[Stored items]
Start of Block
PR #81, opened 2024-05-03
Staggered Buttons for ToM

asengupta3:


task-launcher/src/tasks/shared/helpers/prepareChoices.js
```diff
@@ -4,7 +4,7 @@ import { mediaAssets } from '../../..';
 
 export const prepareChoices = (target, distractors, randomizeOrder = true) => {
   let choices;
-  if (distractors.includes(target)) {
+  if (!target || distractors.includes(target)) { // If target is not present, don't add to options
```
asengupta3, line 7: For audio inputs, empty target was being added which caused 3 buttons to render instead of 2 etc

kachergis (approved):
theory of mind done -- great work!

PR #82, opened 2024-05-03
Adding a centered div as a parent for haf to fix the instruction page image positioning

asengupta3:


kachergis (approved):
great, thanks!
End of Block
→ **Task requirements**
Set every record down again, exactly as given.

→ **Written reply**
PR #81, opened 2024-05-03
Staggered Buttons for ToM

asengupta3:


task-launcher/src/tasks/shared/helpers/prepareChoices.js
```diff
@@ -4,7 +4,7 @@ import { mediaAssets } from '../../..';
 
 export const prepareChoices = (target, distractors, randomizeOrder = true) => {
   let choices;
-  if (distractors.includes(target)) {
+  if (!target || distractors.includes(target)) { // If target is not present, don't add to options
```
asengupta3, line 7: For audio inputs, empty target was being added which caused 3 buttons to render instead of 2 etc

kachergis (approved):
theory of mind done -- great work!

PR #82, opened 2024-05-03
Adding a centered div as a parent for haf to fix the instruction page image positioning

asengupta3:


kachergis (approved):
great, thanks!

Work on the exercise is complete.